Darwin Centre for Bushfire Research (DCBR) has recently returned from a field trip in the western Kimberley region studying the ‘Pindan’ vegetation and it’s response to fire. This region forms a transition between the more monsoonal forests to the north and the semi-arid desert to the south, and consists largely of low open woodland and Acacia shrublands. The Pindan vegetation type has been ineligible as a fuel type under the Savanna Burning methodologies; the trip was undertaken to fill gaps in the knowledge of the vegetation and its fuel components. A significant vegetation type in the far western region of the Kimberley, its inclusion in the methodology would improve the feasibility for potential Carbon Farming Initiative projects and allow Ranger groups to benefit from what they are already doing - actively carrying out strategic fire management to stop wildfire.

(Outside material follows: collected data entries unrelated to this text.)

PR #8762, opened 2024-01-05
Update vector symbol layer properties output

DelazJ:
The doctest is failing and reports another result for the symbol layer properties, mainly modifying the color output. I copy pasted the suggestion but I have no idea if that is the new "formatting of the color properties" or a bug in code repo...
@nyalldawson @elpaso @nirvn (I saw a PR from you playing with colors)

### DIFF
--- a/docs/pyqgis_developer_cookbook/vector.rst
+++ b/docs/pyqgis_developer_cookbook/vector.rst
@@ -1125,7 +1125,7 @@ instance you can follow the example code:
 
 .. testoutput:: vectors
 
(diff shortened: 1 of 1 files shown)


DelazJ:
For reference https://github.com/qgis/QGIS-Documentation/actions/runs/7420013190/job/20190590782?pr=8761#step:8:811

DelazJ:
The PR passed, so I'll merge to stop with all these red flagged new PRs

nyalldawson:
Belated, but this is the correct fix 👍

DelazJ:
Thanks @nyalldawson

PR #8766, opened 2024-01-05
Update authentication.rst

clementlsr:
I tried it today on QGIS 3.28.12. It's mentioned in this post https://gis.stackexchange.com/questions/438856/create-esri-token-authentication-in-pyqgis. "Esri-Token" is not recognized by the authentication manager in QGIS and the token is not stored.

Goal:

Ticket(s): #

### DIFF
--- a/docs/pyqgis_developer_cookbook/authentication.rst
+++ b/docs/pyqgis_developer_cookbook/authentication.rst
@@ -210,7 +210,7 @@ Available Authentication methods
 authentication manager init. Available authentication methods are:
 
 #. ``Basic`` User and password authentication
-#. ``Esri-Token`` ESRI token based authentication
+#. ``EsriToken`` ESRI token based authentication
 #. ``Identity-Cert`` Identity certificate authentication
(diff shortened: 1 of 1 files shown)


clementlsr:
In fact neither "Esri-Token" nor "EsriToken" seem to be recognized. I only succeeded creating the token auth in QGIS gui and then replacing it with python using  `authMgr.storeAuthenticationConfig(config, overwrite=True)`. I cannot figure out which keyword should be used for a new esri token config.

DelazJ:
A least in the GUI, what is displayed is EsriToken and not Esri-Token, and considering that this is what the text seems to refer to, I'm good with your change.
> In fact neither "Esri-Token" nor "EsriToken" seem to be recognized. I only succeeded creating the token auth in QGIS gui and then replacing it with python using authMgr.storeAuthenticationConfig(config, overwrite=True). I cannot figure out which keyword should be used for a new esri token config.

You may want to ask on [QGIS mailing list](https://qgis.org/en/site/getinvolved/mailinglists.html)...

PR #8783, opened 2024-01-15
Upgrade Sphinx version v2

DelazJ:
Well, same concerns as in #8782 
The difference is that I instead suggest here to pin sphinx-rtd-theme version to 2.0.0 (sphinx is one of its dependencies so we shouldn't have to care much about it, and we will be running its most recent version while rtd team consider it is safe to update). Also, watching the old github actions we ran, it seems that we were already running rtd 2.0.0 with our old sphinx version.


DelazJ:
Let's do the changes in the website requirements file

PR #8784, opened 2024-01-15
Revert custom formatting for guilabel and menuselection

DelazJ:
Afair :menuselection: didn't have a special formatting in readthedocs theme so we made these changes to have both look alike, as in our pre-readthedocs theme time. They both look alike now in the theme (https://github.com/readthedocs/sphinx_rtd_theme/pull/1426) so let's remove our customization. Opinions?

BEFORE
image

AFTER
image

### DIFF
--- a/themes/rtd_qgis/static/css/qgis_docs.css
+++ b/themes/rtd_qgis/static/css/qgis_docs.css
@@ -2,19 +2,6 @@
 @import url(theme.css);
 
 /* Customize for QGIS Documentation*/
-.rst-content .guilabel {
- background:#7fbbe3
-}
-/*rtd theme does not render menuselection, so let's apply guilabel settings to it*/
-.rst-content .menuselection {
- background:#7fbbe3;
- font-size: 80%;
- border:1px solid #7fbbe3;
- font-weight:700;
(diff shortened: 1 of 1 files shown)


selmaVH1:
Hello @DelazJ, I've received several warnings while trying to generate an HTML preview. These warnings are not linked to the files I am currently modifying. Are the warnings and failed checks in the pull request related to changes in this PR?
Code_WgEU3OQj2E

DelazJ:
Not at all. This is a PR so has zero influence on anything other than its own branch.
Delete the `build/html` folder in your local repository and you should be good with the last block of warnings. For the first, it's weird you get that because the changes have been merged some time ago already, and it should probably be fixed with the previous deletion tip also. For the warning in the middle it's related to the changes you are locally doing.

selmaVH1:
> Not at all. This is a PR so has zero influence on anything other than its own branch. Delete the `build/html` folder in your local repository and you should be good with the last block of warnings. For the first, it's weird you get that because the changes have been merged some time ago already, and it should probably be fixed with the previous deletion tip also. For the warning in the middle it's related to the changes you are locally doing.

Understood, thank you.

PR #8790, opened 2024-01-17
Sublayer selection checkboxes added

### LINKED ISSUE #6908: Add a check box in the sublayer selection dialog to control whether system and internal tables should be shown (Request in QGIS)
### Request for documentation
From pull request QGIS/qgis#44832
Author: @nyalldawson
QGIS version: 3.22

**Add a check box in the sublayer selection dialog to control whether system and internal tables should be shown**

### PR Description:
Off by default, but useful when users have a particular need to load a system table into qgis for view/manipulation

"[feature] Add a check box in the sublayer selection dialog to control\nwhether system and internal tables should be shown\n\nOff by default, but useful when users have a particular need to\nload a system table into qgis for view/manipulation"

selmaVH1:
fixes #6908

### DIFF
--- a/docs/user_manual/managing_data_source/opening_data.rst
+++ b/docs/user_manual/managing_data_source/opening_data.rst
@@ -378,6 +378,15 @@ To load a layer from a file:
       Loading a Shapefile with open options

The DCBR team were assisted on-ground by the Kimberley Land Council and local Ranger groups including Karajarri, Nyul Nyul, Bardi Jawi and Nyikina Mangala. The Rangers easily managed some hot fires (for data collection purposes) for the DCBR research team who measured the fuel loads before and after fire to obtain an idea of the level of fuel consumption. Work was also undertaken on conservation land managed by the Yawuru Rangers, the ILC property Myroodah and also Napier Downs Station.
Traveling around the country it was great to see so many small early fires in an area where there is a history of frequent fire, often wildfires. Currently about 30% of the Kimberley is managed by Indigenous ranger groups who are benefiting from being registered as carbon projects or are working towards that end.